[Start of section]

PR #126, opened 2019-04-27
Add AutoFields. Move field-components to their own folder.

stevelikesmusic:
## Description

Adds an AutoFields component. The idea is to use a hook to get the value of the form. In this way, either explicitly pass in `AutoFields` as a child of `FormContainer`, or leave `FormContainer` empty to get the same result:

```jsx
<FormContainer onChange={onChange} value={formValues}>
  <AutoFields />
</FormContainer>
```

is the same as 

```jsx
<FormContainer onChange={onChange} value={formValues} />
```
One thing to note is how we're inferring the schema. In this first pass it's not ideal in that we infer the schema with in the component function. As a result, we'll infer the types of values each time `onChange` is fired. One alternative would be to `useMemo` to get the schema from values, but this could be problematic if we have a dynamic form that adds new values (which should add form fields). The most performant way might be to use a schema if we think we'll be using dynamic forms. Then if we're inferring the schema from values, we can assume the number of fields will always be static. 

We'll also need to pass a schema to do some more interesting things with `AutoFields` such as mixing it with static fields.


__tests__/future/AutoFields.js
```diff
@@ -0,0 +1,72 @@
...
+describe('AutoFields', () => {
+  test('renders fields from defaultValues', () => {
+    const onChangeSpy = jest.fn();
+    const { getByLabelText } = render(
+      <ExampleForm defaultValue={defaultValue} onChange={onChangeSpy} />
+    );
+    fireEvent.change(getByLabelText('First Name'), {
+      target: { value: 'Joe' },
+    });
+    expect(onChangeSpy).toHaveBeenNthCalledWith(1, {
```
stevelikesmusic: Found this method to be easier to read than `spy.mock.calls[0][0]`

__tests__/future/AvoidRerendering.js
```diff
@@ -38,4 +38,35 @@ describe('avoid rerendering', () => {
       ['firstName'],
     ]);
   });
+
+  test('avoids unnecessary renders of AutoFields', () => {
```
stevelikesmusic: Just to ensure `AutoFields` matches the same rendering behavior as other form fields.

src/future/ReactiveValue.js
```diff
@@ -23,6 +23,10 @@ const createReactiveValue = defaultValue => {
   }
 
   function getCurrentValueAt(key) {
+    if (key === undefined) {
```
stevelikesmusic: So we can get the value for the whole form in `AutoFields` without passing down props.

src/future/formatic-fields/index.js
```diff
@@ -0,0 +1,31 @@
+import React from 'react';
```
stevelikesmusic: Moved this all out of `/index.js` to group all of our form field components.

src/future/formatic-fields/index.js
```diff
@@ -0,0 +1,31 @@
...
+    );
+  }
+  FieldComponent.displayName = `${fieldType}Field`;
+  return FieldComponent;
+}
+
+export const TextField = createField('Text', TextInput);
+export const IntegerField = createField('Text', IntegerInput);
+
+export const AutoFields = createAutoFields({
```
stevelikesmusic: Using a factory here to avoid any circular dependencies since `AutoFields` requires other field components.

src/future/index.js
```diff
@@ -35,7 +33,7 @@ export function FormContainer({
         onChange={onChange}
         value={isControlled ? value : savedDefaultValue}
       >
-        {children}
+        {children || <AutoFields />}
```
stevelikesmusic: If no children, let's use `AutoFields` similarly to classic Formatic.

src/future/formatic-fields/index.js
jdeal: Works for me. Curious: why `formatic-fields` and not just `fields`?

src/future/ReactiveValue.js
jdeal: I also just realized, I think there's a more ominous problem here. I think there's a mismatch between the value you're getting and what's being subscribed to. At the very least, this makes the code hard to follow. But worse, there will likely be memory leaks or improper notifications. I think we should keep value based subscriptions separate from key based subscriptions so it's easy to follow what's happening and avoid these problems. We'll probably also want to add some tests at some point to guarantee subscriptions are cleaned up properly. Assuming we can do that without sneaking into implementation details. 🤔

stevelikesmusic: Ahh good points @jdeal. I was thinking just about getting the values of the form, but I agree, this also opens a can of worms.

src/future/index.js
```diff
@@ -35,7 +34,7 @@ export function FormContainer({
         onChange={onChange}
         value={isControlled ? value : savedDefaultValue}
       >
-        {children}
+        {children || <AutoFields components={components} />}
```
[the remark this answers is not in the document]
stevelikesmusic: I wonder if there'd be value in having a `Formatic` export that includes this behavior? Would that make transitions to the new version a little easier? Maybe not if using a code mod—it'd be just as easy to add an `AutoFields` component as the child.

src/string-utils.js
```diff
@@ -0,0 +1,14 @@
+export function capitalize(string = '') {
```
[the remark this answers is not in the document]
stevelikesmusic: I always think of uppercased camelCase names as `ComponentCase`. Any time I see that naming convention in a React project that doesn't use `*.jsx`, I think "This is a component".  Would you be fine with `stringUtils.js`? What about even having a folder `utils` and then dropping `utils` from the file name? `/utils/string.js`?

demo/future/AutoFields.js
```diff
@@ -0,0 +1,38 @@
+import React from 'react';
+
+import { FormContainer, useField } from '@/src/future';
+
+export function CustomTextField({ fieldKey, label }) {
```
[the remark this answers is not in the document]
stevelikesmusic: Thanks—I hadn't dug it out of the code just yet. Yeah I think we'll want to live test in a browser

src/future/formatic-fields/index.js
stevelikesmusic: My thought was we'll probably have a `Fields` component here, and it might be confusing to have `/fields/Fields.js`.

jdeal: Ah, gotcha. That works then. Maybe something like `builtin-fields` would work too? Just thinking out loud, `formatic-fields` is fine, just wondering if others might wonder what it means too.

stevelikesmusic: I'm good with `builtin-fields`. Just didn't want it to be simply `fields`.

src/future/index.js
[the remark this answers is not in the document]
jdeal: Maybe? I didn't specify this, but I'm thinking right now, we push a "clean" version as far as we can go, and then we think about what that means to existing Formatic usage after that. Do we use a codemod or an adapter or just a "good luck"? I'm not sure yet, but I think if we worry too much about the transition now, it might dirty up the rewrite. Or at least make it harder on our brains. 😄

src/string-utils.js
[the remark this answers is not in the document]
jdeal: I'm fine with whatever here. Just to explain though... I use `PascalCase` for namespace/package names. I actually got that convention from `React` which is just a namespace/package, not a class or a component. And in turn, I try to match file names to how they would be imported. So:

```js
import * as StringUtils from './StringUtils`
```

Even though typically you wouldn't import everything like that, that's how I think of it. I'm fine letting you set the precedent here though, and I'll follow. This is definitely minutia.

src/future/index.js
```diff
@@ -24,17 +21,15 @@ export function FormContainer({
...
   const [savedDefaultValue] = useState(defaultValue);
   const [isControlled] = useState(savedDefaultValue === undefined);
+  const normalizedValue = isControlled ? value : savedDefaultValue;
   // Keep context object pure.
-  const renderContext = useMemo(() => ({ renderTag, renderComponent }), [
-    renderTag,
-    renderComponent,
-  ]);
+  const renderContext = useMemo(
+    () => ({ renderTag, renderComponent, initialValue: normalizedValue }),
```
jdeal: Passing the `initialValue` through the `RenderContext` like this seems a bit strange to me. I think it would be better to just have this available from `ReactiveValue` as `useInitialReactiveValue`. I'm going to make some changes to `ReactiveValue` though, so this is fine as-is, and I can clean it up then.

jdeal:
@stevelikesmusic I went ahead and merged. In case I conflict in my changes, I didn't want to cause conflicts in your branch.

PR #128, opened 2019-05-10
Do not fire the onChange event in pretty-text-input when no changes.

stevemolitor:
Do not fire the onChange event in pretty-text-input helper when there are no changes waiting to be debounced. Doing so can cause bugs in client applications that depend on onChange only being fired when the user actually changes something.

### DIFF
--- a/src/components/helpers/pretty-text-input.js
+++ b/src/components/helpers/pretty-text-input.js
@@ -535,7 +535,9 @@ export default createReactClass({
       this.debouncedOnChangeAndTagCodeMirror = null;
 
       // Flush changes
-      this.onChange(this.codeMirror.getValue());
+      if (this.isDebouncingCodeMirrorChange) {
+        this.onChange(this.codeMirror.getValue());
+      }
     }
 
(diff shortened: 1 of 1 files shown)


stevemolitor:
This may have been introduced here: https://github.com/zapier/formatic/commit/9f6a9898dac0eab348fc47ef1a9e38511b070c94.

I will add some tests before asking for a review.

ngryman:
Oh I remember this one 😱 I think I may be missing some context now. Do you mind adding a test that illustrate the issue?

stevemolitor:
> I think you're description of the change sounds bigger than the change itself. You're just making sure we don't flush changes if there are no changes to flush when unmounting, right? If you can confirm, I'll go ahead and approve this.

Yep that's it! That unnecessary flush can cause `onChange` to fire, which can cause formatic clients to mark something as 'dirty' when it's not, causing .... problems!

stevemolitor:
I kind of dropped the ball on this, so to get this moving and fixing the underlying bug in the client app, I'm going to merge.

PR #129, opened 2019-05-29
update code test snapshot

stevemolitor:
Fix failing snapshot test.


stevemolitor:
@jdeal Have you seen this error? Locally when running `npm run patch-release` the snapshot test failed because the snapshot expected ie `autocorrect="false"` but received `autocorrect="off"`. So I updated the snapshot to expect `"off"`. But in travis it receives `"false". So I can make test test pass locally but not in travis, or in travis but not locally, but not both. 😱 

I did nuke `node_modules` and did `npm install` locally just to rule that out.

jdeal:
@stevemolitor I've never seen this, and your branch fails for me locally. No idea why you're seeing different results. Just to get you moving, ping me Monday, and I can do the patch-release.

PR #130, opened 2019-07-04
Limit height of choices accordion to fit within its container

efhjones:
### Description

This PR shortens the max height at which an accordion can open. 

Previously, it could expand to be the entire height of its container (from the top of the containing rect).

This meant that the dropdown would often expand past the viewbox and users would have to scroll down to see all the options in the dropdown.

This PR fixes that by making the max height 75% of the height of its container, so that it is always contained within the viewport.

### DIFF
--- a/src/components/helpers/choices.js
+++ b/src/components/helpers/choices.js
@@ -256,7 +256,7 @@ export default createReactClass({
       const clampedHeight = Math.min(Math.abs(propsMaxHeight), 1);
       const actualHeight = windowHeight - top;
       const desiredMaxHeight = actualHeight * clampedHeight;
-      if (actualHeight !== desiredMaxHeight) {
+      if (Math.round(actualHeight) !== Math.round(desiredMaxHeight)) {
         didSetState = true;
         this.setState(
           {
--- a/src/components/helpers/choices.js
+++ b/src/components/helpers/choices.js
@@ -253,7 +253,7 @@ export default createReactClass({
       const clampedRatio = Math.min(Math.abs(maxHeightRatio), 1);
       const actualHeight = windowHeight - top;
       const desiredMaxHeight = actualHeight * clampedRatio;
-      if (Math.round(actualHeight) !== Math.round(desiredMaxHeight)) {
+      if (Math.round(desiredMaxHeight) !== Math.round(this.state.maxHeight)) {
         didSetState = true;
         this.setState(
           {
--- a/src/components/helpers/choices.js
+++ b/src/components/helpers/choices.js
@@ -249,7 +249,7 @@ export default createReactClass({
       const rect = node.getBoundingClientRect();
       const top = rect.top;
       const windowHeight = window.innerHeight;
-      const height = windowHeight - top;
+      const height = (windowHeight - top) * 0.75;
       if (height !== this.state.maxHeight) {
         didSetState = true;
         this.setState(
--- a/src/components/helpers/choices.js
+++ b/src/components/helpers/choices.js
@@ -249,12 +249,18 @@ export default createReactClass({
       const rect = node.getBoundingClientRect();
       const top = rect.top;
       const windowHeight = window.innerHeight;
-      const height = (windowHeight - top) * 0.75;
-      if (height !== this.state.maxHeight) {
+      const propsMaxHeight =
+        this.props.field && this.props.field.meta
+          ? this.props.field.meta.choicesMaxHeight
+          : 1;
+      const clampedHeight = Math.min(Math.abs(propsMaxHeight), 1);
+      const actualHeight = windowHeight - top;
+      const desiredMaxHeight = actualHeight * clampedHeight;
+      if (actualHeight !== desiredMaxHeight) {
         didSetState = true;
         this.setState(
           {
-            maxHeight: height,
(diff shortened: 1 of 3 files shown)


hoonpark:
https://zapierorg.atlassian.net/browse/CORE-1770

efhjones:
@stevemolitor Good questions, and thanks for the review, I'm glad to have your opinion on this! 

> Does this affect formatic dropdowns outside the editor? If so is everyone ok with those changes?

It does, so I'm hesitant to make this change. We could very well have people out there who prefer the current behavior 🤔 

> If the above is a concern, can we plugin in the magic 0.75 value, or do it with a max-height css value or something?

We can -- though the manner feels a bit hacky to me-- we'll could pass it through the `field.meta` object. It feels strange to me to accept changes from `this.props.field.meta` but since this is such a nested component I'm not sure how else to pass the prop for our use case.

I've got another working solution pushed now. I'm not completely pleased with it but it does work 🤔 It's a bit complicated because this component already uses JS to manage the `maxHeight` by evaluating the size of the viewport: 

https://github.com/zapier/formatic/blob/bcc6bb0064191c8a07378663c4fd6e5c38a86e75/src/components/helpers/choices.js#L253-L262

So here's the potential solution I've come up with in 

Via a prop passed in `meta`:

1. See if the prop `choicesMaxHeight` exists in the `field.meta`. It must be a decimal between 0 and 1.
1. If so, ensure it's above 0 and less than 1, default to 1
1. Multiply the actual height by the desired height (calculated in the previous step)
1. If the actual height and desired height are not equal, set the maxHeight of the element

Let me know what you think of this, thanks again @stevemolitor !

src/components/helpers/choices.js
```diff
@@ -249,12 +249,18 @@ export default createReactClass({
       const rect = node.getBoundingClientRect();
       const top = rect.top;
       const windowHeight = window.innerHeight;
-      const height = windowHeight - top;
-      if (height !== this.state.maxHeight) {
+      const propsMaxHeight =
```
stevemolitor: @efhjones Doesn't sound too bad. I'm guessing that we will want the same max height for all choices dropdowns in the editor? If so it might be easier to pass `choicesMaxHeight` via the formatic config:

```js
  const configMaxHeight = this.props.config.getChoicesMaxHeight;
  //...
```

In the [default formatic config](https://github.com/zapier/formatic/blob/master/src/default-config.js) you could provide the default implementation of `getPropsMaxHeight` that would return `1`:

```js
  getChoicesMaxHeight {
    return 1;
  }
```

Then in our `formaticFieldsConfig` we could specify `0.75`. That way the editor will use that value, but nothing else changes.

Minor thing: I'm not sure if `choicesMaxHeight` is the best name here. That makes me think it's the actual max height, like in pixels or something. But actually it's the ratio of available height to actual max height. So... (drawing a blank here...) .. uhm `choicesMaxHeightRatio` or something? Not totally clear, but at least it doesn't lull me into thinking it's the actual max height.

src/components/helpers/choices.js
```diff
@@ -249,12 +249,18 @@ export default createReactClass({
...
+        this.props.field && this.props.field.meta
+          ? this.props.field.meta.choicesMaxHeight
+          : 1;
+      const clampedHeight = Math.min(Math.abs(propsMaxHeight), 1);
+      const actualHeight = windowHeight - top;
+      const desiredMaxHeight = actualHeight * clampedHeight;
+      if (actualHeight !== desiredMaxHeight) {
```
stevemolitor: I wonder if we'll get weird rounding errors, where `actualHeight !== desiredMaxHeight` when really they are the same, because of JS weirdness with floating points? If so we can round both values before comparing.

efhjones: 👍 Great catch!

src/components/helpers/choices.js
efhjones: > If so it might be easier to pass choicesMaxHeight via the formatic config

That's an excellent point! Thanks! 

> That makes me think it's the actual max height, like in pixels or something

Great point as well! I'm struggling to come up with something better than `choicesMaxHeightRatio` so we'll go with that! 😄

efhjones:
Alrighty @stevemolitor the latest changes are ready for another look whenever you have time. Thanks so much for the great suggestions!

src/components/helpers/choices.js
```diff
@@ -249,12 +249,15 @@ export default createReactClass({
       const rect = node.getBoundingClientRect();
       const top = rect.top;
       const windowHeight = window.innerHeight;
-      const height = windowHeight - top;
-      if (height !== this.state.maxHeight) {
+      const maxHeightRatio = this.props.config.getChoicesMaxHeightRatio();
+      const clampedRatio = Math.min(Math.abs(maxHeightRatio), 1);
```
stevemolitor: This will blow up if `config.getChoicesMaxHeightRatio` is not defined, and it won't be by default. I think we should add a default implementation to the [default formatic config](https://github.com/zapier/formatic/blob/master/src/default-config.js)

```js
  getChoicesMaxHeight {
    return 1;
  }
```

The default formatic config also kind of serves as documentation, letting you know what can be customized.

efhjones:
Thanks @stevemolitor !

[End of section]

EXERCISE:
Nothing but a number should be given: the count of lines above in which the word "unnecessary" occurs.

REPLY:
2